As if waking up after a drunken one-night-stand isn’t
awkward enough. There’s the fumbling around to find your clothes that are
strewn all over a dark room, trying to pull on your pants in silence, and
sneaking towards the door. There’s having to reintroduce yourself, or trying,
hungover, to usher an equally haggard stranger out of your own apartment so you
can shower away the mistakes of the previous evening. That’s all pretty
terrible. But the worst part, the absolute worst, is the inevitable next
morning alien invasion.
That’s the pits. And that’s also the premise for Spanish
director Nacho Vigalondo’s (Timecrimes) new sci-fi comedy
Extraterrestrial, a premise he executes with glee. The humor
is a mixture of classic screwball antics and the more modern trend of setting
up the most uncomfortable situations possible, where you can’t help but laugh
at the sheer level of discomfort. Yet somehow, in the middle of all of
everything else that happens, Vigalondo’s film has an undeniable heart, bittersweet
romance, and is as smart as it is funny.
Before Julia (Michelle Jenner) can shoo Julio (Julian
Villagran) out of her apartment and into her past, they notice something is
wrong. The phones don’t work, the TV is dead, and the internet is down. Curious.
Then they see the deserted streets down below, not to mention the massive
flying saucer hovering over Madrid.
Most alien invasion movies focus primarily on people
battling aggressors from space, with those brave few who rise up to stand
against the occupying horde. Not the characters in
Extraterrestrial. These are the other people, the ones who
stay put and hide out. Julia and Julio aren’t going anywhere. Along with
Julia’s stalker neighbor Angel (Carlos Areces), and her boyfriend Carlos (Raul
Cimas), they hang out in the apartment, where the bulk of the action takes
place. Julia and Julio do their damndest to keep the true nature of their tryst
a secret, lies pile up, the deception gets deeper and deeper, and then things
start to get weird.
The four main performances—Jenner, Villagran, Areces, and
Cimas—are spot on. Jenner and Villagran have a great, awkward chemistry as they
deal with their misdeeds, and gradually develop legitimate feelings for each
other. Areces’ schluby, obsessed, unwanted intruder is both a creep as well as
a victim of circumstance and his own neurosis. The latter manifest in ways that
involve a tennis ball cannon. Cimas’ gung ho, wannabe hero gracelessly storms
through the city without a clue, in the midst of a conflict only he is aware
of. He’s a good, earnest guy, simply deceived and misled. Everyone in
Extraterrestrial thinks they know something, thinks they
have all the answers, only no one knows jack.

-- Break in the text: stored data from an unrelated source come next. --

PR #4536, opened 2021-02-11
Documentation: Add line for WebHttpBinding

yowl:
Its not supported so even the red xs are informative.


HongGit:
Thanks @yowl  for catching this!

The aliens in Extraterrestrial are really
a part of the background landscape, and the film is driven more by the
characters than the sci-fi. Hell, a Magnetic Fields song plays over the end
credits, so you can imagine what kind of story this is. In fact, all you ever
see of the aliens are the saucers looming over the skyline, though their
presence, and the inherent tension it brings, colors everything that happens,
even if their motives remain a mystery. There is a hint of seriousness in even
the silliest moments of the film, like maybe this will be the last joke someone
will make, or that will be the last quick glance between illicit lovers. It is
more about human interactions, the way they treat each other, than coping with
an incursion from outer space.
Extraterrestrial is a small, simple
movie, made on a shoestring budget with a minimum of locations. And it is a
picture perfect example of doing a lot with very little. Vigalondo lets his
characters carry the show. They’re emotionally complete, personable, and
relatable, even when treating each other poorly. A quick, light pace bounces
you along, and Extraterrestrial is a fantastic film about
what it is to be human, informed by an alien invasion.